Se a mulher for de classe média ou escolarizada, os eufemismos são ainda mais criativos: apanhar do marido é um estigma que criatura alguma quer carregar.
O Mapa da Violência 2012, recém-publicado, parece ser um desmentido da passividade feminina na hora de fazer denúncias. São, afinal, números expressivos, principalmente quando somados a dados levantados por núcleos especializados na questão, como o Instituto Patrícia Galvão e o Instituto Sangari. A cada cinco minutos uma mulher é agredida no Brasil. Foram 43 mil mulheres assassinadas apenas na última década. A cada duas horas, um homicídio. Cerca de 69% das agressões acontecem em casa. A reincidência pode chegar a espantosos 62% dos casos.
Pois a conta deve ser muito maior. E pior do que isso, não se trata de um dilema em via de solução. Nem a Lei Maria da Penha deu jeito. Mulheres vão continuar alegando terem sido vítimas das caixas que caem do armário. A denúncia em delegacias implica um custo-benefício que a mulher agredida não pode arcar, o que há de garantir, por muito tempo ainda, números de uma parcialidade gritante.

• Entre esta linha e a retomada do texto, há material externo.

PR #11798, opened 2014-10-24
Bug on empty library state (links below didn't work)

ahsu1230:
@andrewconner @yipingliao 

two bugs on empty library state
Links at the bottom didn't work & "user sign up" message showed for signed-in users

Links should now work (but currently a small bug with importing bookmarks from browser)

### DIFF
--- a/kifi-backend/modules/shoebox/angular/src/libraries/library.js
+++ b/kifi-backend/modules/shoebox/angular/src/libraries/library.js
@@ -172,6 +172,19 @@ angular.module('kifi')
       });
     };
 
+    $scope.callAddKeep = function () {
+      $rootScope.$emit('triggerAddKeep', $scope.library);
+    };
+    $scope.callImportBookmarks = function () {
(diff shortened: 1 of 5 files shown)


kifi-backend/modules/shoebox/angular/src/libraries/library.js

A rede garantiria o sigilo, o aconselhamento, o apoio jurídico, a busca de estratégias para driblar o marido agressor, empoderando como se diz no movimento social a mulher para que possa reagir. Mais do que isso. Garantiria manter a violência contra a mulher no rol dos grandes assuntos nacionais, pois abasteceria um banco de dados muito mais confiável e dialogaria com setores como a educação e a saúde, e não apenas com os órgãos de segurança pública.
Não é raro encontrar quem pergunte por que a Lei Maria da Penha é pouco citada pelos órgãos de comunicação. Faltam mecanismos e ciência às delegacias da mulher para dialogar com a sociedade, repassando-lhe informações novas, acompanhando o debate do assunto em instâncias que não as policiais. É nesse mundo além-delegacia que essa história tende a mudar.

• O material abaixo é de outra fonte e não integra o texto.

PR #11799, opened 2014-10-24
User sign-up with different social

raymondng:
As discussed, looks like redirecting to current signup endpoint should do the trick, as long as a secure social identity exists. It will then detect that it's a `NonUserRequest` but `identityOpt` is defined. 

Hopefully, this simplifies things. Do let me know if I have missed or misunderstood anything.

@andrewconner


raymondng:
Reviewed in person with @andrewconner. Merging.

PR #11800, opened 2014-10-24
Fix problem where import modals are not being populated with an initial ...

yipingliao:
...library in the widget.

@ahsu1230


ahsu1230:
thanks!

PR #12777, opened 2014-12-17
use library image for social share

eishay:
@andrewconner


andrewconner:
Thanks!

eishay:
does not work yet, i need to wipe out the cache. coming next

PR #12778, opened 2014-12-17
exclude followed libraries from library recommendations

joshm1:
@stkem 

to update existing recos I can just set `library_membership_seq_num_sequence` to 0?


stkem:
lgtm. And yes, resetting the seq num should do the trick.

PR #12781, opened 2014-12-17
camelCase for user profile settings endpoints

ahsu1230:
for better usage on front-end side =P

@andrewconner


ahsu1230:
merging so I can apply changes on my front-end push. Happy to address comments later!

PR #12790, opened 2014-12-18
Switch back to v1 styles for user profiles.

yipingliao:
@2is10 @andrewconner 

In user profiles v1, we only show number of libraries and number of keeps and there is no need to navigate to friends, followers, etc. I had previously added those links to test nested views with angular ui router, but am not changing them back so we can continue with v1 UI development.


kifi-backend/modules/shoebox/angular/src/userProfile/userProfile.js
```diff
@@ -99,6 +99,24 @@ angular.module('kifi')
...
+      });
+
+      switch ($state.current.data.libraryType) {
+        case 'My':
+          $scope.libraryNavLinks[0].selected = true;
+          break;
+        case 'Following':
+          $scope.libraryNavLinks[1].selected = true;
+          break;
+        case 'Invited':
```
2is10: I don’t know where these strings originate, but between this code and `libraryNavLinksConfig` on line 26, we have three different cases for each library type (e.g. `my`, `My`, and `MY`). Could we standardize on a lowercase for all of them? In most of our code that I’ve seen, we’ve gone with all-lower (e.g. routes), lower-camel (e.g. data model) or lower-underscore (e.g. error codes). One problem with using strings that have just the first letter capitalized is that they look like UI labels. If these are in fact UI labels, can we move them out of the controller and into a template? Thanks.

kifi-backend/modules/shoebox/angular/src/userProfile/userProfile.js
```diff
@@ -99,6 +99,24 @@ angular.module('kifi')
       });
     }
 
+    function updateSelectedLibraryNavLink() {
+      _.forEach($scope.libraryNavLinks, function (navLink) {
+        navLink.selected = false;
+      });
```
2is10, line 127: We could scrap the `switch` statement below if line 104 above could instead be:

``` js
  navLink.selected = navLink.type === $state.current.data.libraryType;
```

kifi-backend/modules/shoebox/angular/src/userProfile/userProfile.js
yipingliao: Will do. Thanks!

kifi-backend/modules/shoebox/angular/src/userProfile/userProfile.js
yipingliao, line 127: Thanks! Will do.

yipingliao:
Made updates per comments; move header template into its own file; add back in numbers for number of libraries and number of keeps.

kifi-backend/modules/shoebox/angular/src/userProfile/userProfileLibraries.tpl.html
```diff
@@ -2,7 +2,7 @@
   <nav class="kf-user-profile-libraries-nav">
     <a class="kf-user-profile-libraries-nav-link" ng-repeat="libraryNavLink in libraryNavLinks"
        ui-sref="{{libraryNavLink.routeState}}" ng-class="{'selected': libraryNavLink.selected}">
-      <span class="kf-user-profile-libraries-nav-link-text">{{libraryNavLink.name}}</span>
+      <span class="kf-user-profile-libraries-nav-link-text">{{libraryNavLink.name | uppercase}}</span>
```
2is10: Oh, I didn’t realize `.name` was a UI label. I guessed otherwise because I saw it being used in controller logic (comparisons). Have about giving each link a `type` (or `libraryType`) and a `label` (with desired capitalization, only used for display purposes).

yipingliao: Will do.

yipingliao:
@2is10 I cleaned up the code a little more per our discussion; maybe that'll make things clearer? Or maybe not. :)  I am going to merge this now so we have something to start with.

2is10:
:+1:

PR #12791, opened 2014-12-18
twtr: copy oauth1 info

raymondng:
- Added missing oauth1 info for the oauth1 signup code path used by mobile. 
- Added test coverage as well.

@andrewconner @thassss


raymondng:
Simple fix for mobile. Will merge. Feedback appreciated.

É assunto delicado. Implicaria criar estruturas ou adaptar as existentes para cuidar não só da infância e da terceira idade, mas também das mulheres.
Há outro silêncio que ronda a questão, o silêncio da sociedade organizada, que entende a mulher vítima da agressão como indiretamente responsável pelo que lhe acontece. Uma pena perpetuar esse pensamento medieval. A grande violência nasce da pequena, expressa num grito, num apertão de braço, na tortura cotidiana, situações escondidas debaixo da frase banal de que ninguém deve se meter no que acontece entre quatro paredes. Ali, contudo, também dormem presas mulheres que amaram o homem errado.